PR #39, opened 2015-08-02
add docker registry services

mrjoshuap:
I got tired of manually creating the services for docker and docker registry.

docker 2375/tcp used to remotely control docker servers
docker-registry 5000/tcp used to access docker registry servers

### DIFF
--- a/config/services/docker-registry.xml
+++ b/config/services/docker-registry.xml
@@ -1,0 +1,6 @@
+<?xml version="1.0" encoding="utf-8"?>
+<service>
+  <short>Docker Registry</short>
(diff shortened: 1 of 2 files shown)


rhatdan:
Having docker listen on 2375 right now is opening up your machine to a root attack, without any authentication/authorization protection.

docker run -ti --privileged -v /:/host fedora chroot /root

Connection to the machine gives you full root.  We are working on getting full authentication/authorization into docker but it is not there yet.

We can add this to firewalld but it should be discouraged for now.  The registry one should be fine.

mrjoshuap:
Removed the docker service for 2375, leaving docker-registry service on 5000

PR #40, opened 2015-08-02
add bitcoin related services

mrjoshuap:
The following ports are used by bitcoin to connect to the network and provide full node capabilities.

bitcoin 8333/tcp
bitcoin-rpc 8332/tcp

The following ports are used by bitcoin to connect to the test network and provide full node capabilities.

bitcoin-testnet 18333/tcp
bitcoin-testnet-rpc 18332/tcp


t-woerner:
These port numbers are inofficial and not registered by iana. Do you know why?

PR #67, opened 2016-01-12
config: firewalld.service: Drop Standard{Output,Error}

hwoarang:
Drop the Standard{Output,Error}=null options so we can use the system
logger to find out what firewalld is doing. It also helps when using
--debug in /etc/sysconfig/firewalld as well


hwoarang:
I presume the reason for using Standard{Ouput,Error)=null was that systems running syslog and friends logged firewalld actions twice (journal and /var/log/messages). However, I believe that disabling stdout/stderr all together is probably not optimal since it makes it hard to track what firewalld is doing and renders --debug from /etc/sysconfig/firewalld useless. If double logging is not required, then isn't this something that can be resolved in the syslog config file instead?

t-woerner:
The debug output is logged to /var/log/firewalld, see the firewalld man page. syslog is only used for info,error and warning messages.

PR #68, opened 2016-01-14
smtps.xml: Added SMTPs service

htaira:
I wrote service XML file for SMTPs(SMTP over SSL), TCP port is 465
Currently, firewalld has service XML file for POP3s, IMAPs. But SMTPs is none.
Could you merge my patch?


t-woerner:
Done, thanks

PR #69, opened 2016-01-17
Add ManageSieve service

adrianbroher:
Hello

this pull request adds a service file for the ManageSieve [RFC5804] protocol.  The service file
opens port 4190 for TCP transport as described in the RFC.  It would be great to see this file
added to the project.

[RFC5804]: https://tools.ietf.org/html/rfc5804


t-woerner:
Thanks for the service.

PR #105, opened 2018-08-17
Makes everything tg: Hotkeys & buttons edition

LetterN:
after this: makes all normal lameui to greyui (the typical tg ui (not tgui))
now you can ""accidentally"" ick in ocky when using hotkeys

### DIFF
--- a/interface/interface.dm
+++ b/interface/interface.dm
@@ -67,7 +67,9 @@ Hotkey-Mode: (hotkey-mode must be on)
 \tq = drop
 \te = equip
 \tr = throw
+\tm = me
 \tt = say
+\to = ooc
 \tx = swap-hand
 \tz = activate held object (or y)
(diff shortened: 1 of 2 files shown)


MrStonedOne:
Could you re-add the thing to make the text bar white when hotkey mode is enabled. it was a really helpful visual cue.

subject217:
Also, no resist hotkey? It's bound to B on /tg/.

Rohesie:
Once the author addresses these requests, either denying or accepting them and making the changes, I'm merging this. It has been tested and works as intended.

subject217:
If LetterN doesn't want to do it I'll open a PR with that and probably some other binds too.

Rohesie:
The PR has been tested and approved by the players through in-game vote. Further modifications can be made in a new PR. This is accepted.

PR #106, opened 2018-08-17
Reallows slipping 

F-OS:
Slipping was originally disabled on CM due to roundstart shenanigans that didn't fit their targeted roleplay environment, due to the lower RP this server is shooting for i feel slipping should be allowed, and if people get griefy with it then that can be handled by the admins.

### DIFF
--- a/code/modules/mob/living/carbon/human/human.dm
+++ b/code/modules/mob/living/carbon/human/human.dm
@@ -1418,7 +1418,7 @@
 	T.add_vomit_floor(src)
 
 /mob/living/carbon/human/slip(slip_source_name, stun_level, weaken_level, run_only, override_noslip, slide_steps)
-	if(shoes && !override_noslip) && (shoes.flags_inventory & NOSLIPPING)) // Slipping is saved!
+	if((shoes && !override_noslip) && (shoes.flags_inventory & NOSLIPPING)) // Slipping is saved!
 		return FALSE
 	. = ..()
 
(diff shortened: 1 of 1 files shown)


F-OS:
am i retarded?

LetterN:
slippery slope

Rohesie:
This is HvX, not HvH. Slipping still works if you have no boots. Literally why? This change offers no feature _besides_ griefing.
It's not like water is readily available like in TG, or as if it would fit the MRP theme.

epicmemename:
considering "human versus human" interactions aren't immediately bannable like it was where you came from, slipping serves an actual purpose for area denial / traps / comedy. @Rohesie

Rohesie:
I mean, yes, but it's just another way to antagonize the team. It's as if you added a PR making the stun talisman also be able to stun other blood cultists. I mean, why? The objective here is to defeat the opposing team, not to in-fight.

epicmemename:
marines aren't a team in some cases, and human vs human conflict is bound to happen. Instead of removing complexity from potential scenarios, you could make it tailored towards where the scenarios would normally happen

eg: you can only make floortiles slippery
it's much more obvious 

+ marines are technically not a team, and cultists killing other cultists who are being antagonistic does happen

Sifaus:
Please no

LetterN:
incoming drama

octareenroon91:
👌

Rohesie:
If you want to port /tg/'s slippery system and add `clothing_flags |= NOSLIP` (or a different method) to marine boots instead, be my guest. That would bring us closer to /tg/ while allowing us to retain some differences.
But the current change would just make the admin's problems higher without adding anything substantial to the game.
Slipping is fundamental to /tg/ and I could not see that game without it. But it has no place in current DMCA.
Unless I'm overruled by @ninjanomnom , I'm closing this PR.

PR #117, opened 2018-08-17
Revert Lurker's name back to Hunter

avosirenfal:
This caste was named Hunter for like three years and they changed it a month before the source leaked. UNDO. GROSS.


Rohesie:
I actually prefer Lurker. It describes the caste better. Specially since the real stealth changes, which could be improved.

ninjanomnom:
I see no problem with lurker and this is just code churn

PR #123, opened 2018-08-18
Allow benos to attack each other after the round ends

avosirenfal:
End of round grief.


Rohesie:
Add an attack message as well.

#####

__Task prompt__. Wherever the string "want" appears in the records, copy the whole line.

__Output of the exercise__.
If LetterN doesn't want to do it I'll open a PR with that and probably some other binds too.
If you want to port /tg/'s slippery system and add `clothing_flags |= NOSLIP` (or a different method) to marine boots instead, be my guest. That would bring us closer to /tg/ while allowing us to retain some differences.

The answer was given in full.